次のファイルがあります。
A1-1915435_1_MIMAT0000069_MirBase_miR-16_microRNA_1_22-A1-1915435_1_ENSG00000206737_ENST00000384010_U1_snRNA_73_115
A1-2362643_1_MIMAT0000732_MirBase_miR-378_microRNA_1_21-A1-2362643_1_ENSG00000222328_ENST00000410396_U2_snRNA_168_211
マイクロRNAセクションとENSGセクションの別々のタブを持つ出力が必要です。このような:
miR-16_microRNA ENSG00000206737
miR-378_microRNA ENSG00000222328
Perlスクリプトを書くことはできますが、awk、sed Perlなどを使用するコマンドラインソリューションが必要です。
ベストアンサー1
perl -pe 's!.*(miR-\d+_microRNA).*(ENSG\d+).*!$1\t$2!'
説明する?
もちろんです。
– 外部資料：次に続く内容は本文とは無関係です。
PR #6143, opened 2026-04-30
MONGOID-5915 avoid async state corruption by forcing child fibers to copy parent state

jamis:
MONGOID-5882 added the ability to specify isolation state, so that Mongoid could run under either threads or fibers. However, the fiber isolation mode was insufficient and allowed sibling fibers to clobber shared state. This change still allows fibers to inherit state from their parent, but keeps the shared state more isolated.

### DIFF
--- a/lib/mongoid/threaded.rb
+++ b/lib/mongoid/threaded.rb
@@ -10,6 +10,10 @@ module Mongoid
     # symbol because keys for fiber-local storage must be symbols.
     STORAGE_KEY = :'[mongoid]'
 
+    # Tracks which fiber owns the storage hash, to detect when a fiber has
+    # inherited (rather than created) its storage from a parent fiber.
+    STORAGE_OWNER_KEY = :'[mongoid]:owner'
+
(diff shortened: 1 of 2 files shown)


travisbell:
WOOHOO!

jamis:
❤️ thanks for noticing, @travisbell! I was going to ping you and ask if you could try this out -- it resolves (for me?) the problem with that reproduction script you provided. We hope to release Mongoid 9.1.0 next week sometime, but I freely acknowledge that our deadlines are not your deadlines. :)

travisbell:
👍🏼

I don't mind testing this out at all. I will and report back.

comandeo-mongo (approved):

travisbell:
@jamis I've been running your branch since Friday afternoon and have not witnessed a single query corruption error all weekend. Things are looking very good.

I'll probably keep running this branch until 9.1.0 is released so I'll be sure to report back if I see anything pop up in the meantime but it's looking good.

jamis:
@travisbell that's wonderful to hear. Thank you for the feedback! 👍

PR #6151, opened 2026-05-26
MONGOID-5057 Add support for `has_many :through`

jamis:
## Summary

Implements read-only `:through` associations for `has_one` and `has_many`, matching ActiveRecord's API:

```ruby
class Customer
  has_one :franchise
  has_one :store, through: :franchise
end

class Physician
  has_many :appointments
  has_many :patients, through: :appointments
end
```

Both association types support `:source` to override the inferred source name, and `:class_name` for non-conventional class names. `has_many :through` additionally accepts `:order`. All through associations are read-only; write attempts raise `Mongoid::Errors::ReadonlyAssociation`. Eager loading via includes is supported for both types.

The two query patterns supported for `has_many :through` are the join-model pattern (FK on the intermediate, e.g. `belongs_to :patient` on `Appointment`) and the reverse-FK pattern (FK on the target, e.g. `has_many :readers` on `Book`).

## Out of Scope

- write operations
- polymorphic through associations
- custom `:scope`
- embedded through associations
- chaining through a `has_many :through` that is itself a through association
- `has_and_belongs_to_many` as the source association.


comandeo-mongo (approved):

sandstrom:
I was wondering just now, does mongoid support this -- lo and behold! :) 

Two small questions:

- Are there any docs for this yet? Did find them in the diff, but maybe it's coming later or is in another repo?

- Will the docs elaborate on query performance implications, because I'm guessing the underlying queries will either be more expensive than what you'd usually have in a SQL database, or need to use aggregation-queries?

jamis:
There will be docs, but we have a separate documentation team and they use an internal repository. There is nothing available yet.

The docs will probably not going into great depth on performance implications for this feature; the current implementation is fairly naive, though, and optimized more for convenience than performance right now. This is minimal "v1". There is definitely more that could be done, both for performance optimization, and for extending what is supported.

sandstrom:
Great! 🎉 

Not trying to be annoying about performance. I think this is a great start. 

As long as the docs just explains what queries will be made underr the hood, the reader can deduce what that means for them in terms of perf.

PR #6153, opened 2026-05-27
Fix search (and vector search) index errors

jamis:
Fixes a few errors in tests with search and vector search tests; also fixes an issue with `vector_search` and `auto_embed_search` due to filter being used instead of a separate `$match` stage.


comandeo-mongo (approved):
🥇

申し訳ありません。
- 各行について (perl -p)
- 正規表現を
$1 tab $2
whereに置き換える$1
$2
キャプチャグループの逆参照として番号が付けられます(...)
。ほとんどすべての最新の正規表現エンジンがこれをサポートします。
- 正規表現情報:
.
= を除くすべての文字\n
.*
=文字シーケンス(代替では無視)\d
=数字(と同じ[0-9]
)\d+
= 1つ以上\d
何でも見てくださいreg式チュートリアルより詳細な説明が必要です。